# APEX STATS Dataset
Prepared by Michelle Baca Reinke

## Source Attribution

Author: Data Copyright &copy; Realinho et. al. (2021), All Rights Reserved

Title: Predict students' dropout and academic success

Source: [Predict students' dropout and academic success](https://zenodo.org/records/5777340#.Y7FJotJBwUE)

License: CC0: Public Domain

Changes: Data have been adapted for APEX STATS by Michelle Baca Reinke; data has been condensed into a subset of specific variables in the example version.

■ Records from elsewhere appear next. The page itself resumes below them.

PR #2239, opened 2026-06-03
Allow infantry to perform type conversion when deploying and undeploying

DeathFishAtEase:
Now infantry can perform type conversion when executing the `Deploy` and `Undeploy` sequences.

Convert (Un)deploy

*E1↔GGI, YURI↔YURIPR, E2→BORIS*

In `rulesmd.ini`:
```ini
[SOMEINFANTRY]             ; InfantryType
Convert.Deploy=            ; InfantryType
Convert.Undeploy=          ; InfantryType
```

> [!Note]
> For the sake of logical clarity, this feature does not allow the converted unit to trigger another conversion before the current sequence ends. If continuous conversion is needed, please use `Convert.Land/Water`.

### DIFF
--- a/src/Ext/Techno/Hooks.cpp
+++ b/src/Ext/Techno/Hooks.cpp
@@ -61,6 +61,7 @@ DEFINE_HOOK(0x4DA54E, FootClass_AI, 0x6)
 	pExt->UpdateWarpInDelay();
 	pExt->UpdateTiberiumEater();
 	pExt->AmmoAutoConvertActions();
+	pExt->DeployConvertAction();
 
 	return 0;
 }
--- a/src/Ext/Techno/Hooks.cpp
+++ b/src/Ext/Techno/Hooks.cpp
@@ -49,7 +49,6 @@ DEFINE_HOOK(0x4DA54E, FootClass_AI, 0x6)
 	pExt->UpdateWarpInDelay();
 	pExt->UpdateTiberiumEater();
 	pExt->AmmoAutoConvertActions();
-	pExt->DeployConvertAction();
 
 	return 0;
 }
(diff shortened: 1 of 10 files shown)


NetsuNegi (approved):

src/Ext/Techno/Hooks.cpp
```diff
@@ -61,6 +61,7 @@ DEFINE_HOOK(0x4DA54E, FootClass_AI, 0x6)
 	pExt->UpdateWarpInDelay();
 	pExt->UpdateTiberiumEater();
 	pExt->AmmoAutoConvertActions();
+	pExt->DeployConvertAction();
```
TaranDahl: I think it is incorrect that you put it here.
It should be handled within MissionUnload.

TaranDahl (changes requested):

src/Ext/Techno/Hooks.cpp
DeathFishAtEase: Not sure if checking `Mission::Unload` is better; it involves too many things. I need to first investigate the overlap between `Mission::Unload` and `Sequence::Deploy` /`Sequence::Undeploy` .

TaranDahl: @Metadorius do you think this is ok to be ignored?

Starkku: I am not @Metadorius but I don't think it is OK. It should be handled in `InfantryClass::Mission_Unload()` or `InfantryClass::Doing_AI() (0x520AE0)`. UnitClass version is done in Unload mission handler so that would make sense.

Adding one-time checks that logically belong elsewhere into top-level per-frame logic should be avoided.

DeathFishAtEase: About `Mission::Unload`:
image

```diff
	pExt->AmmoAutoConvertActions();
-	pExt->DeployConvertAction();

+	if (pThis->CurrentMission == Mission::Unload)
+		Debug::Log("DEBUG [%s]: Mission is Unload\n", pThis->get_ID());
+	if (pThis->CurrentMission == Mission::Move)
+		Debug::Log("DEBUG [%s]: Mission is Move\n", pThis->get_ID());

	return 0;
```
image

TaranDahl (approved):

## Description of the Original Data


The original dataset provides a comprehensive view of students enrolled in various undergraduate degrees offered at a higher education institution in Portugal. It includes demographic data, social-economic factors and academic performance information that can be used to analyze the possible predictors of student dropout and academic success. The dataset contains multiple disjoint databases consisting of relevant information available at the time of enrollment, such as application mode, marital status, course chosen, and more. Data can be used to estimate overall student performance at the end of each semester by assessing curricular units credited/enrolled/evaluated/approved as well as their respective grades.

Unemployment rate, inflation rate, and GDP from the region can help further understand how economic factors play into student dropout rates or academic success outcomes and provide valuable insight into what motivates students to stay in school or abandon their studies for a wide range of disciplines such as agronomy, design, education nursing journalism management social service or technologies.

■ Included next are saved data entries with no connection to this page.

PR #2240, opened 2026-06-04
[Bugfix][Aircraft] Only apply unlandable penalty when truly idle

KiLiMe:
Prevent the unlandable penalty (damage or crash) from triggering while the aircraft still has a valid target or destination.


Coronia:
I think it's intended to make it as the way it is? @CrimRecya

CrimRecya (commented):
This is clearly not a bug fix. My purpose of making this is to prevent aircraft from always flying by using planning path without an airport.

The full dataset can be downloaded [here](https://www.kaggle.com/datasets/thedevastator/higher-education-predictors-of-student-retention/data).

The original study can be found [here](https://www.mdpi.com/2306-5729/7/11/146) along with detailed descriptors of all variables.

## Description of the Example

Access this example using the file `example.csv`.

The example file is a subset of the original data.

<br>

The following variables are included:

y: Age at the time of enrollment (Discrete)   
x: Grade 1st semester (Continuous: See note below)     
x1: Grade 2nd semester (Continuous: See note below)   
x2: Gender of the student (Dichotomous: 1 male, 0 female)    
x3: Scholarship holder (Dichotomous: 1 yes, 0 no)  
x4: International student (Dichotomous: 1 yes, 0 no)  
x5: End of Semester Status (Categorical: Dropout/Enrolled/Graduate)

<br>

Notes: The grades reflect the Portuguese grading system, rated from 0 to 20. More details on the grading system along with the international equivalence can be found [here](https://www.upt.pt/en/home/internationals/portuguese-grading-system-2/#:~:text=Notes%3A%20A%20grade%20below%20to,are%20even%20more%20rarely%20used.).


## Discipline(s) Represented

- Education
- Sociology

## Dataset Preview

In [3]:
#@title Setup Example Data: Academic Success

# Import library
import pandas as pd

# Read data file: Academic Success
data = pd.read_csv('https://raw.githubusercontent.com/livid2nite/APEX/main/academic_success/example.csv')

# Preview data
data.head()

Unnamed: 0,y,x,x1,x2,x3,x4,x5
0,20,0.0,0.0,1,0,0,Dropout
1,19,14.0,13.666667,1,0,0,Graduate
2,19,0.0,0.0,1,0,0,Dropout
3,20,13.428571,12.4,0,0,0,Graduate
4,45,12.333333,13.0,0,0,0,Graduate


## Exploratory Analyses (untested)


This is a dataset with different types of variables, which opens up the possibility for a wide range of statistical analyses:

1. **Descriptive Statistics**:
   - Calculate summary statistics (mean, median, and standard deviation) for the age variable (y) to understand the age distribution at enrollment.
   - Examine the distribution of 1st and 2nd-semester grades (x and x1) using summary statistics and graphical representations (histograms, box plots).

2. **Gender Differences**:
   - Perform a t-test to compare the mean age at enrollment (y) between male and female students.
   - Explore if there are significant differences in 1st and 2nd-semester grades (x and x1) based on gender using t-tests.

3. **Scholarship Impact**:
   - Conduct a comparison of means or regression analysis to investigate how scholarship status (x3) affects 1st and 2nd-semester grades (x and x1).

4. **International Students and Citizens**:
   - Compare the distribution of age at enrollment (y) between international and students that are citizens using t-tests.
   - Analyze if international students (x4) have significantly different grade outcomes (x and x1) compared to students that are citizens.

5. **End of Semester Status**:
   - Create frequency tables and bar charts to visualize the distribution of end-of-semester status (x5) categories.


6. **Correlation Analysis**:
   - Calculate correlation coefficients (e.g., Pearson) to assess the relationships between age at enrollment (y) and 1st/2nd-semester grades (x and x1).

8. **Data Visualization**:
   - Create scatter plots to visualize the relationships between variables like age, 1st/2nd-semester grades, and end-of-semester status.